Just like you would donate money to a charity you might decide to buy some
stock in a company at IPO because you simply want to support their cause. It's
also one of the reasons I bought an Ubuntu phone, I played around with it for
a bit and ended up not using it because I'm too easily distracted.

If you're always looking for a return on every investment then you would have
to decide against a lot of groups looking for money that need a shot in the
arm in order to achieve their dreams, even if those dreams ultimately fail the
road to that failed dream may yield useful spin-offs.
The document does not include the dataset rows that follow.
PR #3144, opened 2024-11-20
Instantiate Emscripten Runtime for python workers separately

danlapid:

PR #4434, opened 2025-07-01
Revert most of the work for pyodide isolate pools.

danlapid:
While this work made sense at the time it is growing to be more of a maintenance burden than it's worth. Our runtime is not really built to support isolates with multiple contexts.

Work was never done to actually make use of this in production because we are not currently focusing on performance of python cold starts.

This commit can be reverted in the future if we want to revisit this approach, but for now, it's better to reduce the tech debt by getting rid of it.

Because of other features we are currently developing it is likely that we'll have a better solution to python cold starts that doesn't require multiple contexts and would eliminate the need for this anyway.

### DIFF
--- a/src/workerd/api/pyodide/pyodide.c++
+++ b/src/workerd/api/pyodide/pyodide.c++
@@ -544,12 +544,11 @@ void DiskCache::put(jsg::Lock& js, kj::String key, kj::Array<kj::byte> data) {
 
 jsg::JsValue SetupEmscripten::getModule(jsg::Lock& js) {
   js.installJspi();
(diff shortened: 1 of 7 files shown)


dom96 (approved):
Looks good. Not in this PR, but I wonder if we should follow up by removing SetupEmscripten (and EmscriptenRuntime) and go back to calling `initialiseEmscriptenModule` directly (like we used to here: https://github.com/cloudflare/workerd/pull/3144/files#diff-b4a6e1839f4e02b6251f531344daaa2660caa17b28950343783d4f7c1bb88123L96). i.e. the less C++ the better.

PR #4435, opened 2025-07-01
add a test for dynamic import in handler with the new registry

vicb:
As discussed offline

### DIFF
--- a/src/workerd/api/tests/new-module-registry-test.js
+++ b/src/workerd/api/tests/new-module-registry-test.js
@@ -208,6 +208,37 @@ export const wasmModuleTest = {
   },
 };
 
+const testDynamicImportInHandler = {
+  async test(_ctrl, { handler }) {
+    const res = await handler.fetch('http://test.me/dynamic-import');
+    strictEqual(await res.text(), 'threw');
+  },
+  async doTest() {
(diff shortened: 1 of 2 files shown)


src/workerd/api/tests/new-module-registry-test.js
```diff
@@ -208,6 +208,37 @@ export const wasmModuleTest = {
...
+  async doTest() {
+    try {
+      // Modules are not allowed to do top level I/O even when imported inside an handler
+      await import('bad');
+      return new Response('imported');
+    } catch {
+      return new Response('threw');
+    }
+  },
+};
```
jasnell, line 225: This test already has coverage for this:

```js
export const noTopLevelIo = {
  async test() {
    await rejects(import('bad'), {
      message: /^Disallowed operation called within global scope/,
    });
  },
};
```

src/workerd/api/tests/new-module-registry-test.js
```diff
@@ -208,6 +208,37 @@ export const wasmModuleTest = {
...
+
+/**
+ * Run tests inside a request handler.
+ */
```
jasnell, line 229: All tests already run within an IoContext.

PR #4436, opened 2025-07-01
Fixup node:crypto signature lengths

jasnell:
Refs: https://github.com/axefinaxe/cfbug

### DIFF
--- a/src/workerd/api/node/tests/crypto_sign-test.js
+++ b/src/workerd/api/node/tests/crypto_sign-test.js
@@ -3,11 +3,12 @@ import {
   createVerify,
   createPrivateKey,
   createPublicKey,
+  generateKeyPairSync,
   sign,
   verify,
 } from 'node:crypto';
 
-import { strictEqual, throws } from 'node:assert';
+import { ok, strictEqual, throws } from 'node:assert';
 
 const rsaSig =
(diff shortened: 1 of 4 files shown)


src/workerd/api/node/tests/crypto_sign-test.js
```diff
@@ -144,3 +145,37 @@ export const dsaSignVerifyObjects = {
...
+        type: 'spki',
+        format: 'pem',
+      },
+      privateKeyEncoding: {
+        type: 'pkcs8',
+        format: 'pem',
+      },
+    });
+
+    for (let n = 0; n < 1000; n++) {
```
vicb, line 166: isn't this testing 1000 times the same thing?
_(should `const message =...` be moved inside the loop)_

vicb: Alternatively should we find **offline** a single value (/a few values) that are known to fail and hardcode them in the test?

anonrig (approved):

src/workerd/api/node/tests/crypto_sign-test.js
jasnell: Doesn't really matter. The signature length can vary regardless of the message... that is, it's not deterministic. With identical input, when DER output is selected, the signature can vary from between 68-72 bytes in length

PR #43, opened 2026-04-27
refactor(server): proper Python package with tool-calling, tests, uv setup

easel:
## Summary

- Replaces ad-hoc `scripts/server*.py` with a proper `dflash` Python package under `src/dflash/server/`
- OpenAI-compatible API with modular parsing, schemas, and tool-calling support
- pytest coverage for parsing and server endpoints
- `pyproject.toml` with `[build-system]`, `dflash-server` entry point, and `uv.lock`
- Removes old `scripts/server.py`, `scripts/server_tools.py`, `scripts/test_server.py`

**Base:** PR #48 (`fix/consumer-blackwell-auto-detect`) — RTX 5090 hardware support

## Test plan
- [ ] `uv sync` — `dflash-server` entry point installs without warnings
- [ ] `pytest dflash/tests/` passes
- [ ] `dflash-server --model <gguf>` starts and serves `/v1/chat/completions`

🤖 Generated with [Claude Code](https://claude.com/claude-code)

PR #47, opened 2026-04-27
feat(server): derive model name from GGUF; default port 1236, ctx 128K

easel:
## Summary

- `/v1/models` now returns the GGUF filename stem (e.g. `Qwen3.5-27B-Q4_K_M`) instead of the hardcoded `luce-dflash`
- Default port changed to `1236`
- Default `--max-ctx` changed to `131072` (128K validated on RTX 5090 with TQ3_0 KV cache)
- Startup doc updated to use `uv run`

## Test plan

- [ ] `uv run scripts/server.py` starts on port 1236
- [ ] `GET /v1/models` returns the GGUF stem as the model id
- [ ] Chat completions work at 128K context


easel:
Closing - content absorbed into PR #43 (feat/setup-results-uv) which now contains all server/uv changes as a single clean commit rebased on top of the 5090 hardware support PR (#48).

PR #48, opened 2026-04-27
fix(dflash): auto-detect GPU arch to prevent sm_120a on consumer Blackwell

easel:
## Problem

On CUDA 13.2+ with consumer Blackwell GPUs (for example, RTX 5090, SM 12.0), using an unset
`CMAKE_CUDA_ARCHITECTURES` or `native` can resolve to `sm_120a` instead of
`sm_120`, which can trigger `CUDA_ERROR_ILLEGAL_INSTRUCTION` at runtime on
consumer hardware.

## Fix (auto-detect only)

- At configure time, if `CMAKE_CUDA_ARCHITECTURES` is unset or `native`, run
  `nvidia-smi --query-gpu=compute_cap --format=csv,noheader`.
- Parse the compute capability (for example `12.0`) and set
  `CMAKE_CUDA_ARCHITECTURES` explicitly (for example `120`).
- Keep the change isolated to `dflash/CMakeLists.txt` so it can be reviewed and
  merged independently from consumer-specific workaround behavior.

## Test plan

- [ ] `cmake -B build -S dflash/` prints `dflash27b: GPU compute_cap 12.0 → CUDA_ARCHITECTURES=120` on Blackwell hardware.
- [ ] `cmake --build build` succeeds without CUDA-arch related compiler/runtime errors on a Blackwell consumer system.

### DIFF
--- a/server/CMakeLists.txt
+++ b/server/CMakeLists.txt
@@ -3,6 +3,34 @@ set(DFLASH27B_GPU_BACKEND "cuda" CACHE STRING "GPU backend to build: cuda or hip
 set_property(CACHE DFLASH27B_GPU_BACKEND PROPERTY STRINGS cuda hip)
 string(TOLOWER "${DFLASH27B_GPU_BACKEND}" DFLASH27B_GPU_BACKEND)
 if(DFLASH27B_GPU_BACKEND STREQUAL "cuda")
+    # CUDA 12.8+ can resolve "native" on some Blackwell systems to the
+    # accelerator-specific sm_120a target. Consumer Blackwell needs the plain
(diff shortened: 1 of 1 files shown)


davide221:
@easel thanks for the contribution! Is the speed problem still present ?

easel:
> @easel thanks for the contribution! Is the speed problem still present ?

Yes. I think it's related to the workflow -- I'm putting together a small benchmark script to compare.

easel:
This may not be necessary if expectation is to always build multi-arch binary. I ran into it because claude got excited about optimizing and ended up with a slightly incompatible build.

PR #56, opened 2026-04-28
dflash: asymmetric K/V quantization (builds on#54)

dusterbloom:
## Why this PR

PR #54 merged a minimal first cut of asymmetric K/V quantization (env vars `DFLASH27B_KV_K` / `DFLASH27B_KV_V` parsed inline in `qwen35_target_graph.cpp`). This PR replaces that inline parsing with a self-contained `kv_quant` module and adds the surface needed to ship the feature end-to-end.

I started this work in parallel with #54 — when I rebased, I found #54 had landed first. After diffing both implementations I rebased mine on top of `main` and dropped the inline blocks from #54 in favour of `dflash::resolve_kv_types(...)`. The rebase compiles green and the unit tests pass.

## What #54 was missing (and what this PR adds)

- **`atoi(s) != 0` bug** — #54 guards string parsing on `if (std::atoi(s) != 0)`, but `atoi("q8")` returns 0, so `DFLASH27B_KV_K=q8` is silently ignored. This PR drops that guard and uses a real string parser.
- **No build-flag change** — #54 did not enable `GGML_CUDA_FA_ALL_QUANTS`, so any K≠V pair beyond the diagonal {F16,Q4_0,Q8_0,BF16,TQ3_0}² wouldn't have a compiled fattn kernel. This PR forces it ON in `dflash/CMakeLists.txt`, instantiating the wide K×V matrix.
- **No supported-pair validation** — unsupported pairs would silently fall through to a missing kernel. This PR checks against the fattn matrix at allocation and aborts with the full supported list on mismatch.
- **No `kv_v_type` on `TargetCache`** — #54 only stores `kv_k_type`; this PR adds the V counterpart and plumbs it through `build_full_attn_block`.
- **256-stride trigger only checks K** — fattn V-tile alignment can also need it. This PR widens the trigger to either side being TQ3.
- **No CLI surface** — this PR adds llama-cli-style `-ctk`/`--cache-type-k` and `-ctv`/`--cache-type-v` to `test_dflash` + `test_generate`, and `--ctk`/`--ctv` (with auto-TQ3 suppression) to `run.py`, `server.py`, `server_tools.py`.
- **No tests / docs** — adds a `test_kv_quant` unit binary (parse, precedence, matrix, TQ3 backward-compat) and a README section.

Accepted types widened from 4 to 8 (`f16, bf16, q4_0, q4_1, q5_0, q5_1, q8_0, tq3_0`, case-insensitive). Legacy `DFLASH27B_KV_F16/Q4/TQ3` and `--kv-tq3/--kv-q4/--kv-f16` retained as symmetric shorthand; per-axis vars/flags take precedence.

## TQ3_0 semantics under asymmetric

K and V are stored unrotated. The FWHT rotation is purely a Q transform with the inverse applied to the FA output, gated solely on `kv_k_type == TQ3_0`. So asymmetric pairs need no extra FWHT logic — `K=TQ3, V=Q8` and `K=Q8, V=TQ3` both work without changes to the rotation site.

## Test plan

- [x] `test_kv_quant` unit tests pass (T1 parse, T2 precedence, T3 matrix, T4 TQ3 shorthand)
- [x] Smoke on RTX 3090 across nine pairs (`F16/F16`, `Q4_0/Q4_0`, `Q4_0/Q8_0`, `F16/Q4_0`, `F16/Q8_0`, `Q8_0/Q4_0`, `TQ3_0/TQ3_0`, `TQ3_0/Q8_0`, `Q8_0/TQ3_0`) — all coherent
- [x] `DFLASH27B_KV_K=tq3_0 DFLASH27B_KV_V=q5_0` aborts at allocation with full supported-pair listing
- [x] Backward-compat: `DFLASH27B_KV_TQ3=1` and `--kv-tq3` produce identical output to baseline
- [x] Reviewer to sanity-check that dropping the inline blocks from #54 doesn't lose any functionality (`resolve_kv_types` covers their precedence: legacy shorthand last-wins, then per-axis overrides)

### DIFF
--- a/dflash/CMakeLists.txt
+++ b/dflash/CMakeLists.txt
@@ -42,6 +42,7 @@ if(NOT EXISTS "${CMAKE_CURRENT_SOURCE_DIR}/deps/llama.cpp/ggml/CMakeLists.txt")
         "deps/llama.cpp submodule missing. Run: "
         "git submodule update --init --recursive")
 endif()
+set(GGML_CUDA_FA_ALL_QUANTS ON CACHE BOOL "Compile fattn kernels for all quant pairs (needed for asymmetric KV-quant)" FORCE)
 add_subdirectory(deps/llama.cpp/ggml EXCLUDE_FROM_ALL)
 
 # ─── dflash27b static library ──────────────────────────────────────
@@ -53,6 +54,7 @@ add_library(dflash27b STATIC
     src/qwen35_target_graph.cpp
     src/qwen3_dflash_graph.cpp
     src/kv_cache.cpp
+    src/kv_quant.cpp
     src/f16_convert.cu
     src/delta_net_chunked.cpp
 )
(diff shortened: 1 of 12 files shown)


davide221:
Screenshot 2026-04-29 alle 00 16 07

Investing is not all that black-and-white, and it is in general very hard to
impossible to know which investments will yield a future return and which do
not.

Investors that buy stock have fairly little say in the direction of the
company until they achieve major interests, as such you're essentially along
for the ride and if anything ever comes of it that is at the discretion of the
majority interests in the company.

And once you have a majority interest you essentially own the company rather
than that you are just an investor you are now at the helm.

Even VCs, who are arguably always looking for a profitable exit have no way to
force such an exit other than to find a suitable partner and to activate what
is known as a 'drag along' clause in the shareholder agreement (assuming that
such an entry is present).

If they can't or that clause isn't there they are simply captive and will have
to accept whatever dividend payments (or none) are issued by the company if
the company ever turns a profit.

Canonical is a company that I think deserves a lot of praise and support for
what they've done, even if it isn't the financial success that they might have
hoped to achieve.

Obviously, given the fact that their product has been powering my desktop ever
since I dropped 'Knoppix' makes me biased.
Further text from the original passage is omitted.